(Stored data)
PR #1873, opened 2023-02-08
PMax Assets: Support the portrait marketing images

eason9487:

This PR implements the "Assets form" part of 📌 [Assets form and related components](https://github.com/woocommerce/google-listings-and-ads/issues/1787#fe-misc) in #1787.

- Support the portrait marketing image and adjust the maximum number of each marketing image type to make the sum of the maximum limits 20.

The limits are adjusted to:
- MARKETING_IMAGE: min 1, max 8
- SQUARE_MARKETING_IMAGE: min 1, max 8
- PORTRAIT_MARKETING_IMAGE: min 0, max 4
   - Image size: (4:5) 960 x 1200 recommended; 480 x 600 min

#### 📷 Added portrait marketing image asset and adjusted maximum limits

image

#### 📷 Validation of the portrait marketing image asset

image

1. Go to the campaign creation or editing page.
2. Check if the limits of each marketing image type match the proposed solution.
3. Check if the UI of the portrait marketing image asset work well.
4. Click the "Save changes" button to see if the validation of all marketing image types works correctly.

### Additional details:

- Reason for adjustment: pcTzPl-12o-p2#comment-2228
- Adopted solution for the present: pcTzPl-12o-p2#comment-2247


js/src/data/types.js
```diff
@@ -7,6 +7,7 @@
  * @property {string[]} description The descriptive text for the ad to provide additional context or details.
  * @property {string[]} marketing_images The URLs of the landscape images.
  * @property {string[]} square_marketing_images The URLs of the square images.
```
jorgemd24: Not introduced in this PR, and probably it was updated when I started to use the field types from the Google Ads library.

`marketing_images` and `square_marketing_images` should be in singular: `marketing_image` and `square_marketing_image`

js/src/data/types.js
```diff
@@ -26,6 +27,7 @@
  * @property {AssetEntity[]} [description] The descriptive text for the ad to provide additional context or details.
  * @property {AssetEntity[]} [marketing_images] The URLs of the landscape images.
  * @property {AssetEntity[]} [square_marketing_images] The URLs of the square images.
```
jorgemd24: See previous message.

jorgemd24 (approved):
LGTM 👍 

I tested locally and can see that the validation is working and the image gets cropped to the correct size. 

Other things/opinions beyond this PR:

- I think the delete button looks too big compared with the preview images, what do you think? Or comparing with the Figma file, it seems that the preview images should be bigger. 

image

- When I am in the editing asset section and I refresh the page, I get back to step one, shouldn't we get back to the editing asset section?
- Do you think we need the button "Scan for assets"? After I choose the Final URL, the only option possible is to scan for the assets, so I would expect to do this automatically.

js/src/data/types.js
eason9487: Thanks for reminding me. Updated in https://github.com/woocommerce/google-listings-and-ads/pull/1873/commits/3736430c3ddee5f406e4700c64b4fc2d0a7a961a.

js/src/data/types.js
eason9487: Thanks for catching this. Fixed in https://github.com/woocommerce/google-listings-and-ads/pull/1873/commits/3736430c3ddee5f406e4700c64b4fc2d0a7a961a.

eason9487:
@jorgemd24, thanks for the review.

> * I think the delete button looks too big compared with the preview images, what do you think? Or comparing with the Figma file, it seems that the preview images should be bigger.
> image

Could you provide the WP and WC versions you used for testing? From the screenshot, it seems that there were many styles that were overwritten or not applied to buttons and images. This might be a compatible issue or some styles were not loaded correctly for some reason.

The styles on my local env look like this:

image

> * When I am in the editing asset section and I refresh the page, I get back to step one, shouldn't we get back to the editing asset section?

I guess you were on the campaign creation page. Only the campaign editing page will stay on the same step after refreshing the page. The creation page doesn't resume the current step because it doesn't keep the entered form values on the first step so it requires the user to re-fill from the first step.

> * Do you think we need the button "Scan for assets"? After I choose the Final URL, the only option possible is to scan for the assets, so I would expect to do this automatically.

If I understood it right, it tended to align with the same Card UI pattern of other similar features in GLA, so I think it should be fine. I will forward it to the designer to see if it needs to be adjusted.

jorgemd24:
> Could you provide the WP and WC versions you used for testing? From the screenshot, it seems that there were many styles that were overwritten or not applied to buttons and images. This might be a compatible issue or some styles were not loaded correctly for some reason.

WP version: 6.1.1
WC version: 7.3.0

Let me know if you can reproduce it with those versions, otherwise, I will look deeper into the issue.

> I guess you were on the campaign creation page. Only the campaign editing page will stay on the same step after refreshing the page. The creation page doesn't resume the current step because it doesn't keep the entered form values on the first step so it requires the user to re-fill from the first step.

It happens when I click on the editing campaign button, see this video:

https://user-images.githubusercontent.com/2488994/217787824-8c7f6639-4e07-4bd1-bf47-1879df610ec7.mp4

> If I understood it right, it tended to align with the same Card UI pattern of other similar features in GLA, so I think it should be fine.

👍

jorgemd24:
The conflict with the styling is with AutomateWoo 5.6.6 when I disable AW loads correctly.

eason9487:
@jorgemd24, thanks for the seconde round and the more infomation!

> It happens when I click on the editing campaign button, [...]

You are right, it's a bug. I previously tested it with another "Edit" button on the campaign table, which is for demo purpose. 🤦‍♂️  I opened PR #1877 for this.

> The conflict with the styling is with AutomateWoo 5.6.6 when I disable AW loads correctly.

Nice finding! I guess it relates to #1391.

eason9487:
Hi @jorgemd24, I got the update on this question.

> > * Do you think we need the button "Scan for assets"? After I choose the Final URL, the only option possible is to scan for the assets, so I would expect to do this automatically.
> 
> If I understood it right, it tended to align with the same Card UI pattern of other similar features in GLA, so I think it should be fine. I will forward it to the designer to see if it needs to be adjusted.

After checking with the designer, the decision is to stay with the current UI, and here are the reasons copied from the conversation:

- Actually the reason we did the button was to be consistent about the pattern. We use a similar pattern for connecting accounts. We want to share feedback about what exactly is happening after users select a page.
- Since we only have 1 flow for the MVP version (change URL + import assets), I’m thinking to keep things as is for now, or simplify the wording and use “Select”. B/c in the future, changing the URL won't always mean “scan for assets”.

jorgemd24:
Thanks so much for the explanation @eason9487 !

**ABOUT THIS EXERCISE:** Your answer must be the lines from the first line of the entries above through the line that contains "- SQUARE_MARKETING_IMAGE: min 1, max 8", written out exactly.

**SOLUTION FOR THIS TASK:**
PR #1873, opened 2023-02-08
PMax Assets: Support the portrait marketing images

eason9487:

This PR implements the "Assets form" part of 📌 [Assets form and related components](https://github.com/woocommerce/google-listings-and-ads/issues/1787#fe-misc) in #1787.

- Support the portrait marketing image and adjust the maximum number of each marketing image type to make the sum of the maximum limits 20.

The limits are adjusted to:
- MARKETING_IMAGE: min 1, max 8
- SQUARE_MARKETING_IMAGE: min 1, max 8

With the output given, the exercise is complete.